§ What is required: Everything before the line containing "So let's take" is to be left out; repeat that line and all lines after it exactly, to the end of the data.

[Data to process — start]

PR #22, opened 2023-04-17
New bucketing support with hash version 2, bump tests to v0.4.1

tinahollygb:
Adds support for the new bucketing algorithm with hash version 2.

Removes some custom serialization that wasn't absolutely necessary, which simplifies the code.


lib/src/main/java/growthbook/sdk/java/GBContext.java
```diff
@@ -48,14 +50,22 @@ public GBContext(
...
+        // Features start as empty JSON
+        this.featuresJson = "{}";
+        if (encryptionKey != null && featuresJson != null) {
+            // Attempt to decrypt payload
+            try {
+                String decrypted = DecryptionUtils.decrypt(featuresJson, encryptionKey);
+                this.featuresJson = decrypted.trim();
+            } catch (DecryptionUtils.DecryptionException e) {
+                e.printStackTrace();
+            }
```
tinahollygb, line 62: This should be safer at runtime now.

lib/src/main/java/growthbook/sdk/java/DecryptionUtils.java
```diff
@@ -16,9 +19,16 @@
...
 class DecryptionUtils {
-    public static String decrypt(String payload, String encryptionKey) {
+
+    public static class DecryptionException extends Exception {
+        public DecryptionException(String errorMessage) {
+            super(errorMessage);
+        }
+    }
+
+    public static String decrypt(String payload, String encryptionKey) throws DecryptionException {
```
tinahollygb, line 29: Changing the exception to `DecryptionException` so that it's checked (instead of the `IllegalArgumentException` which is a runtime error). We are handling it in the `GBContext` and `GBFeaturesRepository`.

lib/build.gradle
```diff
@@ -25,6 +25,8 @@ repositories {
 }
 
 dependencies {
+    implementation 'org.jetbrains:annotations:24.0.0'
```
tinahollygb, line 28: This helps in development but doesn't offer anything helpful at compile-time, at least out of the box.

lib/src/main/java/growthbook/sdk/java/Experiment.java
```diff
@@ -92,40 +109,7 @@ public String toString() {
...
-     * @return a serializer for {@link Experiment}
-     * @param <ValueType> value type for the Experiment
-     */
-    public static <ValueType> JsonSerializer<Experiment<ValueType>> getSerializer() {
-        return new JsonSerializer<Experiment<ValueType>>() {
-            @Override
-            public JsonElement serialize(Experiment<ValueType> src, Type typeOfSrc, JsonSerializationContext context) {
-                return Experiment.getJson(src);
-            }
-        };
```
tinahollygb, line 128: Removing the custom serialization results in the `condition` field not being present and instead `conditionJson` on the serialized JSON but we don't need that to be a specific shape for any reason, so it's fine. Removing the custom serialization, while resulting in less-than-perfect JSON output, makes it easier to maintain.

lib/src/main/java/growthbook/sdk/java/ExperimentResult.java
```diff
@@ -1,57 +1,96 @@
...
- * <li>hashValue (string) - The value of that attribute</li>
- * <li>featureId (string or null) - The id of the feature (if any) that the experiment came from</li>
- * </ul>
- *
+ * The result of an {@link GrowthBook#run(Experiment)} call
  * @param <ValueType> generic type for the value type for this experiment's variations.
  */
 @Data
-@Builder
-@AllArgsConstructor
```
tinahollygb, line 31: Moved from this property-based approach to the explicit `@Builder`-annotated constructor.

lib/src/main/java/growthbook/sdk/java/Feature.java
```diff
@@ -1,12 +1,6 @@
 package growthbook.sdk.java;
 
-import com.google.gson.JsonArray;
-import com.google.gson.JsonElement;
-import com.google.gson.JsonObject;
-import com.google.gson.reflect.TypeToken;
```
tinahollygb, line 6: All the JSON serialization stuff was not being used in the actual implementation, only in tests, so I've removed it since we convert to/from JSON with the automated serialization with Gson.

lib/src/main/java/growthbook/sdk/java/GrowthBookJsonUtils.java
```diff
@@ -38,12 +41,6 @@ private GrowthBookJsonUtils() {
         // FeatureResult
         gsonBuilder.registerTypeAdapter(FeatureResult.class, FeatureResult.getSerializer());
 
-        // Experiment
-        gsonBuilder.registerTypeAdapter(Experiment.class, Experiment.getSerializer());
-
-        // ExperimentResult
-        gsonBuilder.registerTypeAdapter(ExperimentResult.class, ExperimentResult.getSerializer());
```
tinahollygb, line 45: Went back to default serialization. It results in the `conditionJson` being printed as a property, and means we cannot check the whole object, but it'll be easier to maintain.

Issue #23, opened 2023-04-20
The SDK should use a logging library


igorlovich:
Currently the sdk uses standard out/error for logging (System.out en printStackTrace). It should use a library (slf4j tends to be the standard allowing the end user to provide the binding to the actual logging framework e.g. logback or log4j etc..) . I can provide a PR if there is an interest.

tinahollygb:
Hi @igorlovich thanks for offering to submit a PR for it. That would be great! Let's figure out the best approach. 

We are trying to keep our dependencies to a minimum to keep our distribution size down. The SDK ships to Android as well, so adding to clients' bundle size is something we're trying to avoid if we can. If it can be done in a way that does not add additional dependencies and can be supported on Android, or the added dependencies are small, I think that would be acceptable.

I think it probably makes the most sense to have it added to the `GBContext`, as the last argument so that it's supported in the context builder. The SDK should not fail if a logger is not provided.

Is the [slf4j](https://www.slf4j.org/manual.html) library you're suggesting compatible with both Android and the JVM? If it's small and simple, I think we would be open to that change, e.g. if it's only a set of interfaces.

Did you want to discuss your suggested change first before getting started? Thanks.

tinahollygb:
Also, to follow up with the previous message, these are the example projects we'd test that logging works for:

- https://github.com/growthbook/examples/tree/main/jvm-spring-web
- https://github.com/growthbook/examples/tree/main/jvm-kotlin-ktor-example
- https://github.com/growthbook/examples/tree/main/android-example

igorlovich:
I understand your concerns and will try to address them one by one

1. The -api jar is mostly interfaces and the latest version is 62 kb in size.

2. The library does not do any logging as such; it is a facade (Slf4j = Simple Logging Facade for Java). By including the appropriate binding you can use whatever logging framework you want
e.g. slf4j-logback, slf4j-log4j etc.. etc..

3. For android logging there is slf4j-android binding, or if the project is using logback / log4j then one of the specific binding can  be used. 

4. If no binding is provided  the logging operation is a no-op.

5. If the user wants to maintain the current behavior (i.e. printing to stdout/stderr) then they would need to provide sl4j-simple binding (12k in size)


Does this answer all your questions ?

tinahollygb:
> Does this answer all your questions ?

@igorlovich yes! That seems like a good solution then, thanks for explaining it.

Feel free to proceed with that approach. Thanks again for offering!

[...]

PR #24, opened 2023-04-25
GH-26 The SDK should use a logging library

igorlovich:
As per [GH-26](https://github.com/growthbook/growthbook-sdk-java/issues/23), I have migrated all the System.out and .printStackTrace to logging calls.

I noticed there are a bunch of commented out println statements in the code; We may want to un-comment them and log them at .debug or .trace levels, depending on how you use them.

### DIFF
--- a/README.md
+++ b/README.md
@@ -12,6 +12,7 @@
 ## Requirements
 
 - Java version 1.8 or later
+- The library uses Slf4j for logging. You will need to add an appropriate slf4j binding for the logging framework that your project uses.
 
 
 ## Documentation
--- a/lib/build.gradle
+++ b/lib/build.gradle
@@ -34,6 +34,10 @@ dependencies {
     implementation 'org.apache.commons:commons-math3:3.6.1'
     implementation 'com.google.guava:guava:31.0.1-jre'
 
+    // https://mvnrepository.com/artifact/org.slf4j/slf4j-api
+    implementation 'org.slf4j:slf4j-api:2.0.7'
+    testImplementation 'org.slf4j:slf4j-simple:2.0.7'
+
     // https://mvnrepository.com/artifact/com.google.code.gson/gson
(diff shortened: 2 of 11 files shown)


tinahollygb:
These annotations look fairly magical. I understand they inject a logger at the field level, but how does this work? How does a user provide their own logger? What if a project doesn't use Slf4j and uses a different logger, how would they provide a logger? I don't see any new properties added to the GrowthBook constructor and builder so it's not clear how they would add a logger.

igorlovich:
`@Slf4j` is a lombok annotation that, as you have noticed, creates the log field; so nothing to do with slf4j. This can be done manually, without lombok, `private final Logger log = LoggerFactory.getLogger(HelloWorld.class);`. 

It is important to keep in mind that `slf4j` is NOT a logging framework. It is a facade that allows a project to use whatever framework they want. This especially key for library developers as, they do not know which logging solution this or that project uses. 

So let's take an example where the project uses `log4j2` as the logging framework. It would already have the log4j2 dependency and be configured as desired. When they add the` growthbook-sdk-java` dependency, and they want to see its logs, they would add the `log4j-slf4j2-impl` binding dependency and the logs would show up as per their configuration. 

If the project was using  `logback,` they would not event need to add any dependencies as `logback` implements the `slf4j` api directly.

As you can see, I have added the `slf4j-simple` as a test dependency. This binding just prints to stdout / stderror, so during test execution the log messages will be printed out to console, same as before.

README.md
```diff
@@ -12,6 +12,7 @@
 ## Requirements
 
 - Java version 1.8 or later
+- The library uses Slf4j for logging. You will need to add an appropriate slf4j binding for the logging framework that your project uses.
```
tinahollygb, line 15: This looks like if people don't use slf4j it'll break, is that correct?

[Data to process — finish]

§ Solution for this exercise:
So let's take an example where the project uses `log4j2` as the logging framework. It would already have the log4j2 dependency and be configured as desired. When they add the` growthbook-sdk-java` dependency, and they want to see its logs, they would add the `log4j-slf4j2-impl` binding dependency and the logs would show up as per their configuration. 

If the project was using  `logback,` they would not event need to add any dependencies as `logback` implements the `slf4j` api directly.

As you can see, I have added the `slf4j-simple` as a test dependency. This binding just prints to stdout / stderror, so during test execution the log messages will be printed out to console, same as before.

README.md
```diff
@@ -12,6 +12,7 @@
 ## Requirements
 
 - Java version 1.8 or later
+- The library uses Slf4j for logging. You will need to add an appropriate slf4j binding for the logging framework that your project uses.
```
tinahollygb, line 15: This looks like if people don't use slf4j it'll break, is that correct?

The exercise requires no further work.